Accountants flag pay rise at ‘top career priority’ for 2023
The rising cost of living is increasing expectations of a pay rise among accountants and financial professionals, with 96 per cent expecting a salary increase at their next review.
The overwhelming majority of accountancy employers plan to increase their salary after their next review, according to recruitment firm Hays.
The Hays Salary Guide found that 60 per cent of accountants are expecting a pay rise of at least 7 per cent.
It also found that two thirds of accountants plan to ask their employer for a pay rise.

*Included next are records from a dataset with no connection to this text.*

PR #2356, opened 2025-06-01
[Rewriter]: Add ∘ MatMul -> Gemm

AyoubMDL:
A Rewriter rule that transforms `MatMul(Add)` to `Gemm`.

### DIFF
--- a/tests/eager_test.py
+++ b/tests/eager_test.py
@@ -163,9 +163,9 @@ class TestOnnxSignal(onnx_script_test_case.OnnxScriptTestCase):
                 np.testing.assert_allclose(expected1, expected2)
                 with self.subTest(
                     c_shape=c.shape,
-                    le=list(le),
+                    le=le.tolist(),
                     expected_shape=expected1.shape,
-                    weights=we,
+                    weights=we.tolist(),
                 ):
                     case = onnx_script_test_case.FunctionTestParams(
                         signal_dft.dft_last_axis, [x, le, False], [expected1]
@@ -192,7 +192,7 @@ class TestOnnxSignal(onnx_script_test_case.OnnxScriptTestCase):
             nax = np.array([ax], dtype=np.int64)
             with self.subTest(
                 x_shape=x.shape,
-                le=list(le),
+                le=le.tolist(),
                 ax=ax,
                 expected_shape=expected.shape,
             ):
@@ -230,7 +230,7 @@ class TestOnnxSignal(onnx_script_test_case.OnnxScriptTestCase):
                 np.testing.assert_allclose(expected1, expected2)
                 with self.subTest(
                     c_shape=c.shape,
-                    le=list(le),
+                    le=le.tolist(),
                     ax=ax,
                     expected_shape=expected1.shape,
                 ):
@@ -256,7 +256,7 @@ class TestOnnxSignal(onnx_script_test_case.OnnxScriptTestCase):
                 nax = np.array([ax], dtype=np.int64)
                 with self.subTest(
                     x_shape=x.shape,
-                    le=list(le),
+                    le=le.tolist(),
                     ax=str(ax),
                     expected_shape=expected.shape,
                 ):
@@ -295,7 +295,7 @@ class TestOnnxSignal(onnx_script_test_case.OnnxScriptTestCase):
                 np.testing.assert_allclose(expected1, expected2)
                 with self.subTest(
                     c_shape=c.shape,
-                    le=list(le),
+                    le=le.tolist(),
                     ax=str(ax),
                     expected_shape=expected1.shape,
                 ):


AyoubMDL:
@justinchuby I wrote the rewriter using functions (as in [gemm_to_matmul_add](https://github.com/microsoft/onnxscript/blob/main/onnxscript/rewriter/gemm_to_matmul_add.py)). Tell me if you want me to do it using Classes.

onnxscript/rewriter/matmul_add_to_gemm.py
```diff
@@ -0,0 +1,24 @@
...
+def gemm_pattern(op, input_a, input_b, input_c):
+    return op.Gemm(input_a, input_b, input_c)
+
+
+def check_shapes(*_, input_a, input_b, **__):
+    # Rank of input_a and input_b must be 2
+    return len(input_a.shape) == 2 and len(input_b.shape) == 2
+
+
+rule = pattern.RewriteRule(matmul_add, gemm_pattern, check_shapes)
```
justinchuby: You can allow the rule to permute input orders: https://microsoft.github.io/onnxscript/api/generated/onnxscript.rewriter.pattern.RewriteRule.html#onnxscript.rewriter.pattern.RewriteRule.commute

onnxscript/rewriter/matmul_add_to_gemm.py
```diff
@@ -0,0 +1,24 @@
+# Copyright (c) Microsoft Corporation.
+# Licensed under the MIT License.
+"""Does the following transformation:
+- MatMul ∘ Add -> Gemm
```
justinchuby: This is more like Add ∘ MatMul right?

justinchuby:
> @justinchuby I wrote the rewriter using functions (as in [gemm_to_matmul_add](https://github.com/microsoft/onnxscript/blob/main/onnxscript/rewriter/gemm_to_matmul_add.py)). Tell me if you want me to do it using Classes.

Would be nice to use the class based approach just for consistency, thanks!

onnxscript/rewriter/matmul_add_to_gemm.py
```diff
@@ -0,0 +1,24 @@
...
+"""
+
+from onnxscript.rewriter import pattern
+
+
+def matmul_add(op, input_a, input_b, input_c):
```
justinchuby: Do you have plans to also create rules to absorb transpose nodes into gemm?

inisis: It's not always a good idea to absorb transpose into gemm, especially when there are tied weights between emebdding and lmhead in LLMs, it will create heavy weights.

justinchuby: I see. Do you mean that’s a case when one user of the weight has a transpose, and another doesn’t?

justinchuby: I think it’s possible to detect the number of users of the weight. Sounds like if Transpose isn’t the only consumer of the weight value then we can skip the rule.

justinchuby: Actually: would this just be setting the trans* argument in the Gemm op and removing the transpose node? Maybe we don’t really need to update the weight? Could you point out what I am missing? Thanks!

inisis: I think that you're right, the purpose is to keep only one copy. By setting trans attribute can reduce one more transpose operator.

onnxscript/rewriter/matmul_add_to_gemm.py
AyoubMDL: Yes, I'll change it (thanks !)

onnxscript/rewriter/matmul_add_to_gemm.py
AyoubMDL: I'll add this to this PR

AyoubMDL:
Added the support for transposed inputs
> I think it’s possible to detect the number of users of the weight. Sounds like if Transpose isn’t the only consumer of the weight value then we can skip the rule.

I think I dont need to check the users, the rewriter does check the number of users by default (if i am not mistaken)

> You can allow the rule to permute input orders

With the current implementation, I don't think I need it, right ?

onnxscript/rewriter/matmul_add_to_gemm.py
```diff
@@ -0,0 +1,101 @@
+# Copyright (c) Microsoft Corporation.
+# Licensed under the MIT License.
+"""Does the following transformation:
+- Add(MatMul(X, W), B) -> Gemm
+- Add(MatMul(Transpose(X), W), B) -> Gemm
+- Add(MatMul(X, Transpose(W)), B) -> Gemm
+- Add(MatMul(Transpose(X), Transpose(W)), B) -> Gemm
+"""
+
+from abc import ABC
```
justinchuby:
```suggestion
import abc
```

import modules only, except for the typing module

onnxscript/rewriter/matmul_add_to_gemm.py
```diff
@@ -0,0 +1,101 @@
...
+from typing import ClassVar
+
+from onnxscript.rewriter import pattern as orp
+
+
+class _MatMulAddToGemmBase(orp.RewriteRuleClassBase, ABC):
```
justinchuby:
```suggestion
class _MatMulAddToGemmBase(orp.RewriteRuleClassBase, abc.ABC):
```

onnxscript/rewriter/matmul_add_to_gemm_test.py
```diff
@@ -0,0 +1,314 @@
...
+            inputs.append(b)
+        else:
+            b = ir.tensor(self.rng.uniform(-0.5, 0.5, bias_shape).astype("float32"), name="B")
+            b = tape.initializer(b)
+
+        if transA:
+            x_t = tape.op("Transpose", inputs=[x], attributes={"perm": permA})
+
+        if transB:
+            w_t = tape.op("Transpose", inputs=[w], attributes={"perm": permB})
```
justinchuby, line 75:
```suggestion
        if transA:
            x = tape.op("Transpose", inputs=[x], attributes={"perm": permA})

        if transB:
            w = tape.op("Transpose", inputs=[w], attributes={"perm": permB})
```

maybe just do this to make the code checkers happy

AyoubMDL: I've tried this before but I get errors like `ValueError: Value '%"anonymous:132760704101872"<?,?>' is produced by a node and cannot be an input to the graph. Please create new Values for graph inputs`.
I've added a workaround for the checker

justinchuby:
@titaiwangms could you approve? Thanks

titaiwangms (approved):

“We’re calling this the year of the raise, where the promise of higher salaries reflects the intensity of the skills shortage in today’s jobs market,” said David Cawley, Regional Director of Hays.
“This year, both the number and value of increases will rise, continuing the upwards trajectory we first noted in last year’s Hays Salary Guide.
Despite the increased salary boost, employers and their accountancy employees’ expectations still fail to align, according to the recruitment firm.
"Many employees feel undervalued and underpaid. They feel their current salary doesn’t reflect their individual performance,” said Mr Cawley.
The Hays Guide showed that only around one in five employers intent to award employees a pay rise of seven per cent or more.
Salary is a key driver of employer turnover with the rising cost of living and uncompetitive salary two of the top reasons for employees leaving their current position.
A pay rise was listed as one of the top career priorities alongside flexible work and leaning or developing skills.
“The recruitment and salary intentions of employers are notable this financial year,” said Mr Cawley.
“The overall trend suggests that many believe investing in their workforce, such as through salary increases, headcount expansions and upskilling, is key to success.
“To stand out in the race for talent, also review the benefits you offer. Consider what else you can offer to attract and retain talent, such as opportunities for growth, wellbeing days, additional annual leave, improved recognition, work-life balance or a more positive work environment.”
Pay decisions a now ‘balancing act’ for employers
Director at Robert Half, Nicole Gorton said despite the the rising cost of living and the skills shortages in the market, employers are taking a more cautious approach to to remuneration by predominantly rewarding salary increases based on the performance of their business.
Ms Gorton said that salaries were unlikely to continue to rise at the rate they have for the past two years.
“Pay-related decisions have become a balancing act. Businesses need to ensure they are keeping pace with the market rate of roles they are recruiting for and roles that their staff currently hold to avoid losing the skill sets they need to stay ahead of their competitors. But at the same time, they are increasingly scrutinising who receives how much extra pay given the changes in the market.”
The firm said keeping up with remuneration trends is particularly important as 70 per cent of companies indicated they are planning to offer more benefits this year, while 67 per cent said they allow employees to swap a proportion of their salary in return for more perks.
The most common benefits offered were:
- Flexible work schedules (60 per cent)
- Mental health programs (55 per cent)
- Remote work options (52 per cent)
“With businesses putting careful thought and consideration into who will receive a financial incentive in 2023, many employers are turning to benefits as a substitute when a monetary increase cannot be offered,” said Ms Gorton.
“Companies would benefit from looking beyond salary and considering the overall employee experience that differentiates them from their competitors and offsets the absence of a higher salary or pay increase.”